Firefox users have long been able to select from a vast assortment of free extensions that add functionality--ranging from improved RSS reading to security enhancements to ad blocking--which increases that browser's appeal to many users. IE 7 is taking aim at that advantage with a new add-on manager, as well as an accompanying Web site to promote and distribute the extras.
Microsoft doesn't quite hit the target, however. You can enable, disable, and delete add-ons in IE's manager, but it's not very user-friendly; for example, the manager offers no descriptions of the add-ons. Also, to see all possible extensions, you must go through four categories that themselves are far from intuitive: add-ons currently loaded in Internet Explorer, add-ons that have been used by IE, add-ons that run without requiring permission, and downloaded ActiveX controls (32-bit). Moreover, to update your plug-ins, you must manually check for new versions and download each one.
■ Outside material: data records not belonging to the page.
PR #3989, opened 2019-02-19
[WWST-2386] Add fingerprint to Zooz ZEN26 Switch

MGoralczykS:
@greens @MAblewiczS @MMateusiakS 
Could you review this? 

RAW: zw:L type:1001 mfr:027A prod:A000 model:A001 ver:1.00 zwv:5.03 lib:03 cc:5E,25,85,8E,59,55,86,72,5A,73,70,6C,9F,7A role:05 ff:8700 ui:8704


greens:
`zwave-switch` is mostly for GE devices. This should go in `zwave-switch-generic`. Also if this is a secure device it should probably go to `zwave-switch-secure` since those other two DTHs don't have secure-handling code in them. They only work because they're local.

MGoralczykS:
I added this to `zwave-switch-generic` because in RAW I didn't see secure CC. 
Could you review this?

greens:
Yeah it uses S2, which is CC 0x9F instead of S0 which is 0x98.

https://products.z-wavealliance.org/products/3147

MGoralczykS:
@greens 
It's working with this DTH :)

greens (approved):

By contrast, Firefox 2 builds on a good thing with a revamped manager that controls themes and extensions in one window. As before, each one has a description, and a Find Updates button quickly checks for updates for every add-on.
It can be great fun to tinker your way to a fully customized browser with extensions, but you can risk slowing things down by using more system resources. Firefox users have griped about its memory usage in the past, and while Mozilla often blames add-ons, the company says version 2 uses significantly less memory than version 1.5 does.